===== Data for this exercise
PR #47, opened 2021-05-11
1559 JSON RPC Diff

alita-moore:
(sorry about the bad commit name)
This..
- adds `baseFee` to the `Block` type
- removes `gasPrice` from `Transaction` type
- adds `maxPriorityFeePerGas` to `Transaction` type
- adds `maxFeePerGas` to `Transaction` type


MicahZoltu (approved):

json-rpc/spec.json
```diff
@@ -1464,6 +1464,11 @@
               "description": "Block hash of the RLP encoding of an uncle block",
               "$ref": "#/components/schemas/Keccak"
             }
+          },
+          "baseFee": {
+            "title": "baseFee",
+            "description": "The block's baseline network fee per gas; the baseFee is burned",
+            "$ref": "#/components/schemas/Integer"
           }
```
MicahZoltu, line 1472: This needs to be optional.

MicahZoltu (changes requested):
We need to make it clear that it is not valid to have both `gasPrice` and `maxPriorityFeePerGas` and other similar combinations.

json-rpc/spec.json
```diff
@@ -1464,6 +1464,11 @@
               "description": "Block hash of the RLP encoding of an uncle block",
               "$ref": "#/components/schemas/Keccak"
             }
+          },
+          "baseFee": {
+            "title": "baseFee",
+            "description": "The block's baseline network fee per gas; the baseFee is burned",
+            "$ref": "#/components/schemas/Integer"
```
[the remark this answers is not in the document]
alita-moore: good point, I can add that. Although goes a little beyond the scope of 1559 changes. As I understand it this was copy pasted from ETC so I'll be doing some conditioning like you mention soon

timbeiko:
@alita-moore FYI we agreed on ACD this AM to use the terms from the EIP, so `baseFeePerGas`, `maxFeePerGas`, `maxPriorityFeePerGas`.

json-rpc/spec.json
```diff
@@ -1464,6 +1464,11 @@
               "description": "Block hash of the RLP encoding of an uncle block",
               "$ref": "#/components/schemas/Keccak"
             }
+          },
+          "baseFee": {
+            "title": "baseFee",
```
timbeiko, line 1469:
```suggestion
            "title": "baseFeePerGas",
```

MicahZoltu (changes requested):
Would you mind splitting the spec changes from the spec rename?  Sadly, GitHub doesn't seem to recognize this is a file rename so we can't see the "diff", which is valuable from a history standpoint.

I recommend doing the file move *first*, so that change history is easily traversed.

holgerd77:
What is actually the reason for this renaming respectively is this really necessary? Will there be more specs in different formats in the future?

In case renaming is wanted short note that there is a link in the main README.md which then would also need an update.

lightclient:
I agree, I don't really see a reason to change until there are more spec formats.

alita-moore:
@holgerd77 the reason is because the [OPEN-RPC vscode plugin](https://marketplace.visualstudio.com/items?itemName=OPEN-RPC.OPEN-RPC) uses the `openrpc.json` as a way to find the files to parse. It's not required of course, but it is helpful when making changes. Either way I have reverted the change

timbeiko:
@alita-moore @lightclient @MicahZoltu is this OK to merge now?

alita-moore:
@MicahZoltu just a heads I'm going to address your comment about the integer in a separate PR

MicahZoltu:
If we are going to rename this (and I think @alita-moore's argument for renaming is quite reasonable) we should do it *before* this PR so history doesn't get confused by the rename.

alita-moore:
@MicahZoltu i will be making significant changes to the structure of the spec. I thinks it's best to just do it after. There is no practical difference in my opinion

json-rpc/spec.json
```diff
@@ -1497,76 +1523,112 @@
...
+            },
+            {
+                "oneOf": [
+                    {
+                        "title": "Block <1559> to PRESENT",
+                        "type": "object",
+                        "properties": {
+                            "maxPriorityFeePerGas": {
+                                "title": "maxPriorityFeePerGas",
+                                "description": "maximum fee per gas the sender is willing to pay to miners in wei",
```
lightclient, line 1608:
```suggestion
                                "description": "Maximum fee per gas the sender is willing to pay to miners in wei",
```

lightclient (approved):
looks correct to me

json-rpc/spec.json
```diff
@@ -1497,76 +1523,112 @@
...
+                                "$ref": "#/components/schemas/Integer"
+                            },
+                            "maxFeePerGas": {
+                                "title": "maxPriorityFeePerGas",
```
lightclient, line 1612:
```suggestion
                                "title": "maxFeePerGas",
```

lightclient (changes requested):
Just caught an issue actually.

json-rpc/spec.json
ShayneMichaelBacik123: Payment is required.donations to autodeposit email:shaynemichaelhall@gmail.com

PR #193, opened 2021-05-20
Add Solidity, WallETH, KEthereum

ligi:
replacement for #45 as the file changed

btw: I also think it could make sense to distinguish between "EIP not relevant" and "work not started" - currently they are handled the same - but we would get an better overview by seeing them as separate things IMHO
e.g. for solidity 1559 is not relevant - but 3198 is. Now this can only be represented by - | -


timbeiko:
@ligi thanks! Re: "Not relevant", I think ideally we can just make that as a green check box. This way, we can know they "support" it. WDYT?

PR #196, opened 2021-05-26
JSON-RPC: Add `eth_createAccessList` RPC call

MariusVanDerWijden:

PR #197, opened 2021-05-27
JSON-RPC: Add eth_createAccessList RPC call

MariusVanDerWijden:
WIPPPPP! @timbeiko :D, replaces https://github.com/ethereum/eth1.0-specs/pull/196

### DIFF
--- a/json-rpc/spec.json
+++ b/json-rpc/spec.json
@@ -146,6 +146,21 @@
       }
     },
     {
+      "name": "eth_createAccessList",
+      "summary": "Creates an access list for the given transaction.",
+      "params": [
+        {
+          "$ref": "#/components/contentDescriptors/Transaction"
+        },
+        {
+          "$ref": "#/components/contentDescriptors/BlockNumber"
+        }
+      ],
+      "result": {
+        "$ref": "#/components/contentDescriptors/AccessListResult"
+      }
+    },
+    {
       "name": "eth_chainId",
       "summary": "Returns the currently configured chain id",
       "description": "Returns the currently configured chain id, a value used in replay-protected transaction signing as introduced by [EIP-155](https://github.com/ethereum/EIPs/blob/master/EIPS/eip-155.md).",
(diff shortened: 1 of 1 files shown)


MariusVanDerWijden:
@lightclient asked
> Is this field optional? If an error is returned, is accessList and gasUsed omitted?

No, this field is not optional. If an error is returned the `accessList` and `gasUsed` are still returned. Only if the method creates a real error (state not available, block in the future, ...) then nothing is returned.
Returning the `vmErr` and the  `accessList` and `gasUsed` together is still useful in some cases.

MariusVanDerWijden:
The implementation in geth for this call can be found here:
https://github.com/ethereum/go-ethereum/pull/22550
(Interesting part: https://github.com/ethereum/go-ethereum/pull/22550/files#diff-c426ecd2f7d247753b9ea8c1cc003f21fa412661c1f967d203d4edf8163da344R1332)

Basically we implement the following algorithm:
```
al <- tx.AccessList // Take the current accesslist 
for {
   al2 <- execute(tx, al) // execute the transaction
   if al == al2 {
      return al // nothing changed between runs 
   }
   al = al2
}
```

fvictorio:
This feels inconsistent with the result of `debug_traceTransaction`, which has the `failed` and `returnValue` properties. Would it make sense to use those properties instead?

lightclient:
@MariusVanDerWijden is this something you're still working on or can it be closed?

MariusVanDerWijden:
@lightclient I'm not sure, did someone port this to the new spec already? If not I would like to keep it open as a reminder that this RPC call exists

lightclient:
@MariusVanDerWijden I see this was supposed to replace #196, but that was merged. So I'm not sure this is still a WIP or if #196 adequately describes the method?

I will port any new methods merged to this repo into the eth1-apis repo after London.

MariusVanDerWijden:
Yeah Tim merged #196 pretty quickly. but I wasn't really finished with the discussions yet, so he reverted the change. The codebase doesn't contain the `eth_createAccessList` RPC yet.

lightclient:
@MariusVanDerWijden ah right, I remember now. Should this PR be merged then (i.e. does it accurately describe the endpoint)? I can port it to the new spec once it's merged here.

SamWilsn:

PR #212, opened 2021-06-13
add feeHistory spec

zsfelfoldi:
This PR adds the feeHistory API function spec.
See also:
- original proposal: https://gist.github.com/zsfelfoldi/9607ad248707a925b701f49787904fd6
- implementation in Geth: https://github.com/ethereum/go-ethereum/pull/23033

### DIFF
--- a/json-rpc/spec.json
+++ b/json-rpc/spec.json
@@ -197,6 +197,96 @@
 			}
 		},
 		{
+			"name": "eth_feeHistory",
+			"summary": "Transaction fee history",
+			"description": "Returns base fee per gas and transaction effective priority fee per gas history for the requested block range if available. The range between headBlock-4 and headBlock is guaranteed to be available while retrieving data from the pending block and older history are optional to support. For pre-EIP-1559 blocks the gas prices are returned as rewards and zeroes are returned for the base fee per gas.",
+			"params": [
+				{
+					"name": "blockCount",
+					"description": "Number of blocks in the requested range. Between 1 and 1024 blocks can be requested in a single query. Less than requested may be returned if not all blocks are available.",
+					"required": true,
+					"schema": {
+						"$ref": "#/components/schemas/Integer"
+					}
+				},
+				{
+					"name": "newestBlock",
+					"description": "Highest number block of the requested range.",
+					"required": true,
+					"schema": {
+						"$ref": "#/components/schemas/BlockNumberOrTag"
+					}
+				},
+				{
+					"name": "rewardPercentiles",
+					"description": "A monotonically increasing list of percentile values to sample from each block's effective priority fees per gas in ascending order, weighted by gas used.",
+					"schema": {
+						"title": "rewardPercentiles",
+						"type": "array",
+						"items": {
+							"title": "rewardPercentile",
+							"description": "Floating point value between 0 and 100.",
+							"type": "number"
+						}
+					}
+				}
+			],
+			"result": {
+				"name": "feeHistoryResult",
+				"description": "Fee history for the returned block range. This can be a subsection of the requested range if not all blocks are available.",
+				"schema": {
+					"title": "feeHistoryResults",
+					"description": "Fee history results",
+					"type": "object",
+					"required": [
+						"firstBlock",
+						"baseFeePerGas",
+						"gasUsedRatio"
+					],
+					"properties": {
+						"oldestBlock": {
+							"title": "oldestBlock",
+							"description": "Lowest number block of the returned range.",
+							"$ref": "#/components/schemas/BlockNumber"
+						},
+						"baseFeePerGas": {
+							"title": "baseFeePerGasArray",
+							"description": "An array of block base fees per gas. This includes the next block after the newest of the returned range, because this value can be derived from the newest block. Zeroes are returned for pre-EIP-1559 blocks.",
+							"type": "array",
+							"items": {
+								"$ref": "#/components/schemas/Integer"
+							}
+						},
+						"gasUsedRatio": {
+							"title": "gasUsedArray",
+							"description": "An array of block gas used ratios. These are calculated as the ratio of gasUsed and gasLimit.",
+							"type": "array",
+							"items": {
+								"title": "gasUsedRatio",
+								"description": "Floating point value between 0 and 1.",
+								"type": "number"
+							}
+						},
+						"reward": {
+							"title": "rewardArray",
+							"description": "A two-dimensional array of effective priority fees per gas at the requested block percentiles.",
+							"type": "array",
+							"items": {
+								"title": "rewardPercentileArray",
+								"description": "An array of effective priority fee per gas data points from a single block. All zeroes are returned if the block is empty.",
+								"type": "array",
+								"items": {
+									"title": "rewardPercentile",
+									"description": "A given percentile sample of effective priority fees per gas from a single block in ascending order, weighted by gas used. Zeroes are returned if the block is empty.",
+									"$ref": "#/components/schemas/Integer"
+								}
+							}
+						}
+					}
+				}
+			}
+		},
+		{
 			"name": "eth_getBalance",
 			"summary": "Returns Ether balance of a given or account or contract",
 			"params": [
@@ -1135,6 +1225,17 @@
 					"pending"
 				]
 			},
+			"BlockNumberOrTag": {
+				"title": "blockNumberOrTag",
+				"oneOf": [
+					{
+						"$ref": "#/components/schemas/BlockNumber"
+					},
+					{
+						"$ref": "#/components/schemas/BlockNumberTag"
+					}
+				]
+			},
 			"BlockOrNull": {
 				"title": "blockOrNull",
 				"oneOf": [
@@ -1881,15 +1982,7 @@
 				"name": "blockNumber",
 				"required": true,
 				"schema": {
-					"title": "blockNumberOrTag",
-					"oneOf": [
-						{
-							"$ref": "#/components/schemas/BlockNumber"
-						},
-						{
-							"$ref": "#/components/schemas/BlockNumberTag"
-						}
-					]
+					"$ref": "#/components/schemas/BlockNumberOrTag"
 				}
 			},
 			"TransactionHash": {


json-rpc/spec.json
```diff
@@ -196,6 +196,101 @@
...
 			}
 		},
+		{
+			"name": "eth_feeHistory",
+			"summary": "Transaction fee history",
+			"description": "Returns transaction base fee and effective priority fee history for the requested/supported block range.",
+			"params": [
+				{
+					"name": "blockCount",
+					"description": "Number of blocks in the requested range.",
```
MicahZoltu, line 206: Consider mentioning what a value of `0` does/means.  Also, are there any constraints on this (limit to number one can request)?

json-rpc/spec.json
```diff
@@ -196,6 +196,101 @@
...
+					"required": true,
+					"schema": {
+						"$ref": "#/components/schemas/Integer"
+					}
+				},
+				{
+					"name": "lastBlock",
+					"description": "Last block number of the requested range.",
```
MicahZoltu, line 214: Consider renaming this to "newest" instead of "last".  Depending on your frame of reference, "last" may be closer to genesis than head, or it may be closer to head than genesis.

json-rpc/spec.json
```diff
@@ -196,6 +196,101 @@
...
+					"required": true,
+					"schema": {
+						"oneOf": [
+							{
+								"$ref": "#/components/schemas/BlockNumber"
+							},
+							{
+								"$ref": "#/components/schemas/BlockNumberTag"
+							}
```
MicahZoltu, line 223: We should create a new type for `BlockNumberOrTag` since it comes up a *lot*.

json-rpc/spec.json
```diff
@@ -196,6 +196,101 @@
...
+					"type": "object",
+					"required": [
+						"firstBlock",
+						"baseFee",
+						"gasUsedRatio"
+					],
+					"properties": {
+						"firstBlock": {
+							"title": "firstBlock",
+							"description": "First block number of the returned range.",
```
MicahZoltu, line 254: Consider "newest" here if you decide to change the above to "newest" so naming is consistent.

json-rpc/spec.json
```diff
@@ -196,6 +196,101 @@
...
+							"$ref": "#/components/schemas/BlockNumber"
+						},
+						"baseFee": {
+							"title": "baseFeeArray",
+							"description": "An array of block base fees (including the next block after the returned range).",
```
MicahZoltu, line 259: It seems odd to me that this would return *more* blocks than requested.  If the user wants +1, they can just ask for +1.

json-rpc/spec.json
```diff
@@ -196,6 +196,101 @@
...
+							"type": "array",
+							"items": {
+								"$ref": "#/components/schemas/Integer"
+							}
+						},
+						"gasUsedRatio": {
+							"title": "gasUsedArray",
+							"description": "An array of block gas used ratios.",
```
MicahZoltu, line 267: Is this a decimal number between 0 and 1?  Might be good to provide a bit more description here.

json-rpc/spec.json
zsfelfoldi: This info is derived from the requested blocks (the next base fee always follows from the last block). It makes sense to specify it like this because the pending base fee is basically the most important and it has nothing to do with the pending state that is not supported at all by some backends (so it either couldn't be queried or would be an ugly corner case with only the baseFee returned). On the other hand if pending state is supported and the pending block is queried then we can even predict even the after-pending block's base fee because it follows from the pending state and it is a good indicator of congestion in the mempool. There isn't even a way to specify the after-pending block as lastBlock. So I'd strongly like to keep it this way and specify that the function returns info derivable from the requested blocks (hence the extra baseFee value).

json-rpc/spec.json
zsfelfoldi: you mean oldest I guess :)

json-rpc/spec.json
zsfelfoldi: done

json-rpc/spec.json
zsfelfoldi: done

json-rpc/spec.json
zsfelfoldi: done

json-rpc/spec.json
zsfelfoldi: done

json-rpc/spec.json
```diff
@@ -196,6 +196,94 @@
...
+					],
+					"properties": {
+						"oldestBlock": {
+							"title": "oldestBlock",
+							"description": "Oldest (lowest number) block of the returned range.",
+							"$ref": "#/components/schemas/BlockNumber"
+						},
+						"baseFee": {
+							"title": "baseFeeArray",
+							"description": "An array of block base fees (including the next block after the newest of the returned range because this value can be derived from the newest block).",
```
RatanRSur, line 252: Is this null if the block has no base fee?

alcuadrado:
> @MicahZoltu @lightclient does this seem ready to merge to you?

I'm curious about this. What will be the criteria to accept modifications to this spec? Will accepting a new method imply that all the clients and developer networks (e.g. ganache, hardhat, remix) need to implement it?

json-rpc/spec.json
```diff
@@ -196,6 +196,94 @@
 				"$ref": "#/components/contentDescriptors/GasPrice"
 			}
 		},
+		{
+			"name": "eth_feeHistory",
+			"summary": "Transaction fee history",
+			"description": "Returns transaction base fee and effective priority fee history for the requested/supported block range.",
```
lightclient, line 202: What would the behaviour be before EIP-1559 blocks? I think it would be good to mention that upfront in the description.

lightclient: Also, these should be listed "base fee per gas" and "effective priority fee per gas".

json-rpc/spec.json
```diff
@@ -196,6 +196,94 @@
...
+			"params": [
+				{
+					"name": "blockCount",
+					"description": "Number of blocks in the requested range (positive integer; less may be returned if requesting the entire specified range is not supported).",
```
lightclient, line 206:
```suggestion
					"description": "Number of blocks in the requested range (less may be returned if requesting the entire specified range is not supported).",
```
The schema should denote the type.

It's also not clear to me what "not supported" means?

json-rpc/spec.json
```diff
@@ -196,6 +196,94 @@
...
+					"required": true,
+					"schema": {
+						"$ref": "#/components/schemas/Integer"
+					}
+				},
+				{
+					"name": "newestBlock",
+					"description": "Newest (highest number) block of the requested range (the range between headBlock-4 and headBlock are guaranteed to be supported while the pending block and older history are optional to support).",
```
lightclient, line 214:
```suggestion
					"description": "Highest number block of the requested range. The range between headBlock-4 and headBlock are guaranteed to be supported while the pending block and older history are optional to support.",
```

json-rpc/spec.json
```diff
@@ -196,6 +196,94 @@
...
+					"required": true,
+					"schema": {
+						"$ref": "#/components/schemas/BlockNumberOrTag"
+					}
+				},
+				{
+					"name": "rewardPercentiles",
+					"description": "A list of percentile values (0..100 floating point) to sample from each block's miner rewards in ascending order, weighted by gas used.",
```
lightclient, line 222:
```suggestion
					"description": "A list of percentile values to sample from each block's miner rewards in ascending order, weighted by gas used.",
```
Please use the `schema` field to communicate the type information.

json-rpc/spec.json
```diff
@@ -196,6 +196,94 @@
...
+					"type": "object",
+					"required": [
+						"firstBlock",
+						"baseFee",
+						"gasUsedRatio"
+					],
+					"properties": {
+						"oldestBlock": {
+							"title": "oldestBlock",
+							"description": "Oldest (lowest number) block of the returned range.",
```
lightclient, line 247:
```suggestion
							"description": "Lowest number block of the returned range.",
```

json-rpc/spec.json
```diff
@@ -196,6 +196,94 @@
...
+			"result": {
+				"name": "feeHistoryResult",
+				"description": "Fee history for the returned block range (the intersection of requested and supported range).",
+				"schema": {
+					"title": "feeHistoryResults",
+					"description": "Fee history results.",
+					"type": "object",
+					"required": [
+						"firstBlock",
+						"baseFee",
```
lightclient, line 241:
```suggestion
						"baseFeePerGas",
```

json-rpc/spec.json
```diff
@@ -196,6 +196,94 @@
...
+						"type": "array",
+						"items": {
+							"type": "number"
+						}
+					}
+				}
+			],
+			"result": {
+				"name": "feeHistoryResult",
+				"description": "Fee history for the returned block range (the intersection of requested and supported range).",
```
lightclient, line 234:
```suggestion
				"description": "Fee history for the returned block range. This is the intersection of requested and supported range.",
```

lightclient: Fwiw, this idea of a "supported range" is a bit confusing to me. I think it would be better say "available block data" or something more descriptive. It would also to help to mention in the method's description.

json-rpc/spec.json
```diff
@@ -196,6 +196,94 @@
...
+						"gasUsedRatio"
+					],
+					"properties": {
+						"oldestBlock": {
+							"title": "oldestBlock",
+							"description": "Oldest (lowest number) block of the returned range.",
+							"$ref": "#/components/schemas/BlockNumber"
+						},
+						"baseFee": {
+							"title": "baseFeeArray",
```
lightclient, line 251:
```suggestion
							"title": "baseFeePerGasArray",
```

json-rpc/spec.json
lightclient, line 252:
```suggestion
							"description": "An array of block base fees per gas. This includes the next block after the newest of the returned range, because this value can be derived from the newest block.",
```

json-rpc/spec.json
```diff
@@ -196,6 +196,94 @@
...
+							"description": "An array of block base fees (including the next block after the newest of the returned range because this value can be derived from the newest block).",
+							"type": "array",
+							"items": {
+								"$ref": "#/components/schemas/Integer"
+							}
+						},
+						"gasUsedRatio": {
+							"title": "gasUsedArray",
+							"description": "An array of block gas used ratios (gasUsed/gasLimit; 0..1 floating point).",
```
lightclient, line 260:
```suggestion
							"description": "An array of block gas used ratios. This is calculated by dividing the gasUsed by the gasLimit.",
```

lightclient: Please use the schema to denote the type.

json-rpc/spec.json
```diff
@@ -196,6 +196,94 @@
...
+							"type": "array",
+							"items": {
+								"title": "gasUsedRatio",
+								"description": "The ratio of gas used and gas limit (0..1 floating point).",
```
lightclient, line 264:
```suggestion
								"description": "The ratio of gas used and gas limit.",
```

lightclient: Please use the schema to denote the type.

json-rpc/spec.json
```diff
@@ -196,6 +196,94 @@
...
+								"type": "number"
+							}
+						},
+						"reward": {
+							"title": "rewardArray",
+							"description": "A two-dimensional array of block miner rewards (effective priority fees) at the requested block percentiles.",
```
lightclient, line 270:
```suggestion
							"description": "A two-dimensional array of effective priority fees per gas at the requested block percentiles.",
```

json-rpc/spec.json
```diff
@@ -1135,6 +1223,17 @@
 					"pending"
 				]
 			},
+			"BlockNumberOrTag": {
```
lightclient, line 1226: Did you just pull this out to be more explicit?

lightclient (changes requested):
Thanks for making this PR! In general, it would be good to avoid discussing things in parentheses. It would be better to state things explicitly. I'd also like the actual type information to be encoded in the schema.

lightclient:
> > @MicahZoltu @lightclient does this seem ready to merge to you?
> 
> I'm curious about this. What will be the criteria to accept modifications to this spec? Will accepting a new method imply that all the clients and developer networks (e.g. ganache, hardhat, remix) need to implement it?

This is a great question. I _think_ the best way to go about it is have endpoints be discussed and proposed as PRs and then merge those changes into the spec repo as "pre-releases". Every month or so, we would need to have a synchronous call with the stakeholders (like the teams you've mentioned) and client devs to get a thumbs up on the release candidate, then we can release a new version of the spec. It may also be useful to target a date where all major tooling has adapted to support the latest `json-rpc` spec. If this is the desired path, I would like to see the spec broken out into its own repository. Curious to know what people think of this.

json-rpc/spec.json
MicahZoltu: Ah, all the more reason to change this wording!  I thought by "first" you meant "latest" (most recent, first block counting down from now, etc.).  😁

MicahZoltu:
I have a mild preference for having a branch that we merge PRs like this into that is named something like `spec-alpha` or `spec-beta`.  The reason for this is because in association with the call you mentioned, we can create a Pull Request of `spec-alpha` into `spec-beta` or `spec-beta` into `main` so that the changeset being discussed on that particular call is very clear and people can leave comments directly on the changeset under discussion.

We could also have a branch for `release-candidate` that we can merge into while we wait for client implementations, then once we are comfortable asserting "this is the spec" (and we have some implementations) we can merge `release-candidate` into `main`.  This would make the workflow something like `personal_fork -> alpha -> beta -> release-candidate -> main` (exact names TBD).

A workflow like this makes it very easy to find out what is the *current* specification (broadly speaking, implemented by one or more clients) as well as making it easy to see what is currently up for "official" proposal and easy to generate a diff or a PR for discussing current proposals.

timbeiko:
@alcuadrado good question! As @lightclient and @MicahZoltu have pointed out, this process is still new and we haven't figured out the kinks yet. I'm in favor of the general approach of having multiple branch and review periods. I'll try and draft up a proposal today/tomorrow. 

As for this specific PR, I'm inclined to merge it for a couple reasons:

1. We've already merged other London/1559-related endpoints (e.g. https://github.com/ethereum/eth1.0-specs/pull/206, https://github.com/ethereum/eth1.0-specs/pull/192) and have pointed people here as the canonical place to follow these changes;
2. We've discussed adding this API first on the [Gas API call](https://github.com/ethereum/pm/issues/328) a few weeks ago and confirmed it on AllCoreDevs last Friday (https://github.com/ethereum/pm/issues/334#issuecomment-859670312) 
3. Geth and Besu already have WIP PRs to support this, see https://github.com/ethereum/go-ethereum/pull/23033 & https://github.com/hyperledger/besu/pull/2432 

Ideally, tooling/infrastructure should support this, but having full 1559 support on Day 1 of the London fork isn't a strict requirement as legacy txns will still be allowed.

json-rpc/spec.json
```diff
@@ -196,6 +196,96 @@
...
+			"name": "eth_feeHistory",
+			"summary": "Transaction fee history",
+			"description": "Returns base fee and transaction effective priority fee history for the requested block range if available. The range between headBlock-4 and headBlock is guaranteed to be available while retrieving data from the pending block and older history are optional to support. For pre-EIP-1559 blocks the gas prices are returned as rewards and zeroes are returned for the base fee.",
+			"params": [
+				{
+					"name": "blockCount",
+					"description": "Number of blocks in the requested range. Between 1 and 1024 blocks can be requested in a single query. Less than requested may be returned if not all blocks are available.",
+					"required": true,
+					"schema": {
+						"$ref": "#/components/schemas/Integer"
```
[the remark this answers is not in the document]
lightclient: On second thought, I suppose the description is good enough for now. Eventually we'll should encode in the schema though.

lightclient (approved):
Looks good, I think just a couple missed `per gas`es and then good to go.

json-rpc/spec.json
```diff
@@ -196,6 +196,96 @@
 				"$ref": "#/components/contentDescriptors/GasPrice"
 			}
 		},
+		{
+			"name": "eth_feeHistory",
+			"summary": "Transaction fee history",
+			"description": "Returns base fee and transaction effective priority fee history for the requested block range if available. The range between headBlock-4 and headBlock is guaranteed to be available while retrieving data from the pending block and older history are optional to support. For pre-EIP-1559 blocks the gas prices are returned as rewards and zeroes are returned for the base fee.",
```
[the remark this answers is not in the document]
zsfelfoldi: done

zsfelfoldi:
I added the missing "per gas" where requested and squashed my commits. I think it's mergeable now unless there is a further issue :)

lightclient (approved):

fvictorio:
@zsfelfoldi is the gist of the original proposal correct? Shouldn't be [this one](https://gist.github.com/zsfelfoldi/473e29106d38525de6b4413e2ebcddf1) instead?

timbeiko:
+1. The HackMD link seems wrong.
==========
*Problem to work on*
From the records above, return each line that includes "accepting".

*Reply to the exercise*
I'm curious about this. What will be the criteria to accept modifications to this spec? Will accepting a new method imply that all the clients and developer networks (e.g. ganache, hardhat, remix) need to implement it?
> I'm curious about this. What will be the criteria to accept modifications to this spec? Will accepting a new method imply that all the clients and developer networks (e.g. ganache, hardhat, remix) need to implement it?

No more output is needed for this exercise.